Oleh karena itu, berdasarkan paparan di atas, GBI mengusulkan beberapa butir rekomendasi sebagai berikut :
Pemerintah dan masyarakat perlu meningkatkan perhatiannya, menolong dan mendukung keluarga secara aktif, agar keluarga dapat menjadi tempat yang paling aman bagi anak
Pemerintah dan masyarakat perlu memberikan pendidikan bagi keluarga, agar keluarga menjadi keluarga yang terampil.
Perlunya dukungan menyeluruh, tidak parsial, yaitu meningkatkan koordinasi antar institusi terkait, dalam penanganan masalah keluarga.
Keluarga harus dijadikan subyek pembangunan untuk mewujudkan revolusi mental bagi pembangunan manusia seutuhnya.
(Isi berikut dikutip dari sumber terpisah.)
PR #2743, opened 2024-07-31
feat: Rounded floating windows (#1993)

### LINKED ISSUE #1993: Rounded floating windows (or maybe even full transparency masks)
### Is your feature request related to a problem? Please describe.

Floating windows are cool by itself. But they can get even cooler with borders, for example as with the border options of [nvim-cmp](https://github.com/hrsh7th/nvim-cmp).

Para nara sumber dalam diskusi panel tersebut adalah Bambang Kristiono (Asisten Deputi Gender Dalam Iptek Deputi PUG Bidang Ekonomi Kementerian PP dan PA) mewakili Menteri Yohana Yambise, yang menyampaikan opening speech: Mieke Selfia Sangian (Inspektur Utama BKKBN Pusat), Arist Merdeka Sirait (Perlindungan Anak Indonesia/KPAI), Pdt. Dr. dr. Dwidjo Saputro, SpKJ (K), Ketua Pokja Keluarga Unggul BPH GBI: dan Pdt. Dr. Olly Mesakh.